Counterfeiting money is not a new crime, of course. “Clipping” coins is as old as money itself, and the authorities take it very seriously: it devalues the currency and risks catastrophic economic fallout. Which begs a question.

Why would any firm or institution that produces a very valuable currency of its own then want to debase it?

I’m talking about education, where the currency is the academic credentials it produces. The sector has begun to clip its own coinage, by allowing artificial intelligence (AI) into classrooms.

Well done there Mr Orlowski, well done there. Not just correct but very good indeed.

We can even take it further. Gresham’s Law – bad money drives out good. And further once again. The individual incentive is always to clip the money – devalue the degree – in order to gain that value while the overall effect is the ruination of the currency itself.

This sort of cascade can only be dealt with by fierce means. We used to hang people for “uttering” – passing on counterfeit money. We used to hang more people for that in a year – some years at least – than we did for murder. This sort of counterfeiting is, of course, concentrated in the more progressive ends of the humanities departments. Therefore we should hang the more progressive ends of the humanities departments.

There are indeed problems in this world that stem from a divergence between hte individual incentive and the general result. That’s the very reason that fierceness in the changing of the individual incentive is spo important. Sadly, it’s not always true that the necessary action is as objectively enjoyable as this one.

It’s possible, obviously

The government has expressed alarm at “deeply distressing” allegations of emotional harm at one of the country’s leading academy trusts after an Observer investigation.

Almost 140 parents, students and teachers have now spoken out about “systemic” and “lasting” emotional harm to children stretching back two decades at two schools in Hackney run by the Mossbourne Federation.

In response to the Observer story a fortnight ago into the treatment of children at Mossbourne Victoria Park academy (MVPA) in Hackney – based on testimonials from 30 ­parents – a further 70 parents, more than 30 former students and eight former teachers have now come forward with new evidence.
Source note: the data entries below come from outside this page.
PR #2293, opened 2026-08-12
feat(onboarding): persona → goal cards redesign + first-session fixes (CP-11, CP-23)

kasiazjc:
## Context / Problem

Onboarding's first step asked **who the user is** (role/identity: "I write code",
"I manage projects", …). Product/design review concluded that a role label is a
weak signal for setup — what actually lets us tailor the first teammate session
is **what the user wants done** (the outcome). This PR implements that redesign:
the persona step becomes six outcome-oriented **goal cards**.

Alongside it, two first-session bugs surfaced from the same flow:

- **CP-11** — the auto-created teammate never actually suggested MCP connections,
  even though it was supposed to.
- **CP-23** — the auto-created session was named with the internal jargon
  "onboarding"/"bootstrap" rather than something an end user understands.

An independent adversarial review pass and live testing against a running
environment surfaced further real bugs (below), all fixed in this same PR.

## Goal / What this accomplishes

- **Goal cards replace personas.** Six cards (locked product copy), **multi-select
  up to 2**, order-preserving (first pick = primary, second = secondary), and the
  step stays skippable. Step badge label **"You" → "Goals"**.
- **New data model:** `preferences.onboarding.goals: string[]` (goal ids, primary
  first, max 2). The legacy single `persona` field is left **untouched — no
  migration, no reinterpretation** (goals is written once at completion and never
  re-read later, so pre-redesign users need nothing).
- **Exact, tested algorithms** for the two composition rules:
  - **MCP-rec merge** (2 goals): first 2 recs of primary, then first 2 of secondary,
    dedup, then refill from primary-remaining before secondary-remaining until 4.
    1 goal → that goal's list verbatim; 0 goals → generic default set.
  - **Bootstrap-prompt merge** (2 goals): both goal lines + a bridge that opens
    with a concrete action on the primary goal and surfaces the secondary once the
    first win is underway — *without* asking "which matters more". This is the
    substance of **CP-08** (first-boot prompt too open-ended); no separate CP-08
    work was needed.

image

  Both merges live in `onboardingGoals.ts` as pure functions with dedicated tests.

- **UX polish on the goals step:**
  - Intro copy explains the *what* and the *why*: "Pick up to two — we'll shape
    your first session around them. Not sure yet? Skip and decide later."
  - At-cap disabled cards use `aria-disabled` (stay focusable) with an accessible
    Tooltip explaining why ("Deselect one to swap it for this"), carried as
    visually-hidden text inside the card's accessible name — not a hover-only
    affordance.
  - Removed the fabricated `docsUrl` placeholder values (11 fake
    `agor.live/docs/mcp/*` links, rendered nowhere) rather than leave fake data
    sitting in the codebase for someone to wire up later without noticing.
  - Removed the emoji icons from goal cards (title + description only).

## Bugs found and fixed during review / live testing

- **Bootstrap prompt referenced a "primary goal" that didn't exist**, on two
  paths: the skip path (0 goals) and non-onboarding teammate creation (board "+"
  button / Settings → Teammates, which never has goals at all). The unconditional
  "act on the primary goal above" opener directly contradicted the skip path's
  "don't assume a goal, follow their lead" instruction. Found via independent
  adversarial review with captured prompt output, not just code reading. Fixed by
  gating the opener on a goal actually resolving.
- **Selecting a goal card changed its size** — the selected state changed border
  *width* (not just color), so the card and grid visibly shifted on click.
- **Reported as "cards deselect themselves" on click** — traced exhaustively
  (jsdom, Playwright against the real component, StrictMode, simulated prop
  churn, keyboard activation): the toggle logic was never double-firing. The
  layout shift above was the actual cause — it read as "the click didn't
  register", which baited a re-click, and a second click on a toggle nets to
  deselect. Fixing the layout shift removes the trigger.
- **Six cards + footer overflowed the modal** (bottom row and Continue/Skip
  button clipped, title clipped by the step-number row) once the icon-only
  4-card layout grew to 6. Root cause: fixed 460px scroll region plus antd's
  default non-centered modal positioning. Fixed with tightened spacing, a raised
  height cap (62vh → 76vh), and `centered` on the Modal. Density was then
  rebalanced after an initial pass felt too cramped.

## CP-11 — root cause

The teammate reads `ONBOARDING.md` from the framework repo, which *does* tell it to
"offer the most useful connection … under **Settings → MCP**". The gap was in how
the **UI assembled the first-session prompt** (`teammateBootstrapPrompt.ts`), not
in `ONBOARDING.md`:

1. The wizard's recommended integrations were injected as an **inert context line**
   (`- Suggested integrations: Slack, GitHub`) with no directive to act on them.
2. The only *behavioral* directive the assembled prompt added was **"ask only the
   next useful question if the user's goal is not already clear"** — which steers
   the model toward a single clarifying question and *away* from proactively
   proposing connections, outweighing `ONBOARDING.md`'s more generic guidance.

So the model followed the concrete, last-in instruction and treated the
integrations as background info. Fix: the assembled prompt now (a) drops the
"just ask a question" steer, (b) tells the teammate to open with a **concrete first
win** on the primary goal, and (c) when suggested integrations are present,
explicitly instructs it to **proactively propose connecting them** — name the
integration, say what it unlocks, and point to Settings → MCP. This aligns the
prompt with `ONBOARDING.md` instead of fighting it.

## CP-23 — small included rename

The auto-created session was titled `<emoji> <name> onboarding`. Renamed to
`<emoji> <name> — first session` (`buildTeammateOnboardingSessionTitle` →
`buildTeammateFirstSessionTitle`).

## Known follow-up (not resolved here)

The card **"🔍 Get my own personal teammate"** promises reading your *inbox and
news*, but **there is no email/news MCP connector in the codebase today** — only
the Slack part is real. Per design direction the card ships as-is; building a real
inbox/news connector is a separate follow-up, not this PR. No fake capability was
added.

## Design provenance

Implements the design in **#2066** (`context/guidelines/onboarding-design.md`),
which is not yet merged — so that doc is intentionally **not** duplicated in this
branch; this PR is code-only. #2066 is still pending Max's full review beyond the
terminology point, so the copy/behavior here may still shift with that review.

## Testing

- `apps/agor-ui` full suite: **1360/1361 passing**. The one failure
  (`BoardFormFields.test.tsx`) is a pre-existing, unrelated flake — passes in
  isolation, no dependency on onboarding code.
- `turbo run typecheck` clean; Biome clean on all touched files.
- Layout and interaction fixes were **visually verified** against the actual
  running component (headless Chromium screenshots at 1280×800/720, and a
  Playwright pass exercising real mouse/keyboard events), not just asserted by
  unit tests.
- Manual test plan for reviewers: see [PR comment](https://github.com/preset-io/agor/pull/2293#issuecomment-5267474801).

**From Notion (goals + first prompt) — raw user feedback:**

I feel like the options are very limited, I'd rather it feel tailored to my job type. I personally like how zapier does this with roles, this would give us a fuller picture of what people are doing. Then preload this into the first onboarding prompt to get a more tailored start. For the rest of the onboarding i already shared feedback on so I won't restate it here, let me know if thats valuable to restate.

---
**Notion tracker:** https://app.notion.com/3b98718b6465803d8dd9c1a263c2f808

**From Notion (OB-11 · Teammate should actually suggest MCP connections):**
**Problem.** The first default message *instructs* the teammate to suggest connections — but it never does (likely a prompt/template gap), so the intended proactive path is silently dead. When asked, it also gave Sophie a clunky manual route ("Settings → MCP Servers → Shortcut → Test Authentication → Start OAuth Flow… I can't do that step for you") instead of pointing at the easier in-session MCP tools UI.
**Where in Agor:** Board landing — first teammate session.
**Source:** Sophie #6/#8.

**Notion tracker:** https://app.notion.com/3ba8718b6465815db89fe8654b5398d2


kasiazjc:
## Manual test plan — onboarding goal cards + first-session fixes

Covers the redesign (OB-06), the bootstrap-prompt fix (OB-08 + BUG-1 found in adversarial review), the connection-suggestion fix (OB-11), and the session rename (OB-23), plus the 3 UX follow-ups (cap copy, disabled-tile tooltip, docsUrl removal).

1. **Reach the wizard** — Settings → restart onboarding (or fresh sign-up on a clean env).
2. **Card copy** — confirm all 6 cards show the locked titles/descriptions, and the intro line reads "Pick up to two — we'll shape your first session around them. Not sure yet? Skip and decide later."
3. **Cap + tooltip** — select 2 cards, confirm the other 4 go `aria-disabled`, and hovering/focusing one shows "Deselect one to swap it for this."
4. **Skip path** — skip the goal step entirely, finish onboarding, confirm the teammate's first message follows your lead generically and does NOT reference a "primary goal" (regression check for the bug found in review).
5. **Single goal** — pick only "Ship without the busywork," confirm the first message asks which repo, and only GitHub/Sentry/Datadog show as recs.
6. **Overflow case, both pick-orders** — pick "Never chase a status update" then "Give my team an AI teammate": confirm exactly 4 recs = Linear, Shortcut/Jira, Slack, HubSpot. Reverse the pick order: confirm it becomes Slack, HubSpot, Linear, Shortcut/Jira.
7. **CP-11 live check** — with ≥1 integration recommended, confirm the teammate's first message proactively proposes connecting it by name, not just a passive mention.
8. **CP-23** — confirm the auto-created session is titled "... — first session," not "... onboarding."
9. **Non-onboarding path** — create a teammate from the board "+" button or Settings → Teammates (not the wizard); confirm the first message doesn't reference a nonexistent "primary goal" (other half of the BUG-1 regression check).
10. **docsUrl removal** — confirm no doc links appear anywhere in the integrations UI (unchanged from before, just confirming nothing broke).
11. **Card 1's honest gap** — confirm "Get my own personal teammate" doesn't visually over-promise beyond Slack (no email/news connector exists yet).

Note: one pre-existing, unrelated flaky test (`BoardFormFields.test.tsx`) was observed during this work — passes in isolation, no dependency on onboarding code. Flagging here rather than silently ignoring, in case it's already a known flake.

kgabryje (changes requested):
Requesting changes based on a generic review plus a cross-PR architecture review.

## Blocking findings

1. **Goal persistence is non-atomic** — `OnboardingWizard.tsx:764-775, 806-818, 920-939`, `App.tsx:706-738`

   Intermediate saves are fire-and-forget read/merge/write operations, while completion updates preferences from a potentially stale snapshot without including `result.goals`. Persist the final goals (including `[]`) in one awaited authoritative completion update.

2. **Select then Skip still applies the selected goals** — `OnboardingWizard.tsx:806-818, 920-939`

   `handleSkip` advances without clearing `selectedGoals`, but completion submits them. Clear goals on Skip or remove/rename Skip after a selection, and add a regression test.

3. **Members are directed to an inaccessible integration screen** — `OnboardingWizard.tsx:1681-1693`, `teammateBootstrapPrompt.ts:93-98`

   The generated guidance sends every user to Settings → MCP, but that area is admin-only. Please make this capability-aware and provide a valid member path or suppress/replace the instruction.

4. **The prompt requires both an action and a question** — `onboardingGoals.ts:120-161`, `teammateBootstrapPrompt.ts:80-98`

   Goal blocks say “Ask…”, while shared and two-goal guidance says to act rather than ask. Render one canonical opening strategy and cover singles/pairs with behavioral prompt tests.

## Additional concerns

- Card 1 promises inbox/news despite no corresponding connector, conflicting with #2066’s stated release gate.
- Connector metadata duplicates the curated/live MCP catalog.
- This branch currently conflicts with `main`; please resolve semantically and retain the newer shared `McpLogo`/`ToolIcon` system.

kasiazjc:
Cross-referencing team Notion tracker: this PR is the tracked artifact for Notion rows "goals + first prompt", OB-06 (persona multi-select), OB-08 (first-boot prompt persona-first), OB-11 (teammate suggests MCP connections), and OB-23 (rename bootstrap session) — no separate GitHub issues exist for those, they're bundled here. (Consolidated via Hodor's 2026-08-18 Notion↔GitHub reconciliation pass.)

kgabryje (approved):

The testimonials centre on MVPA and the acclaimed Mossbourne com­munity academy (MCA), also in Hackney, originally run by Sir Michael Wilshaw, the former chief inspector of schools for England who led Ofsted from 2012 to 2016. Both academies have been rated outstanding by Ofsted and are known for high examination grades and rigid discipline.

Me, realist that I am, might suggest – ever so gently – that the operative word here is “academy”. A school largely independent from the local authority. Whihc, under a Labour government, is one of those freedoms from the bureaucracy that cannot be allowed to stand.

We’ll see, obviously, but that’s a useful starting point.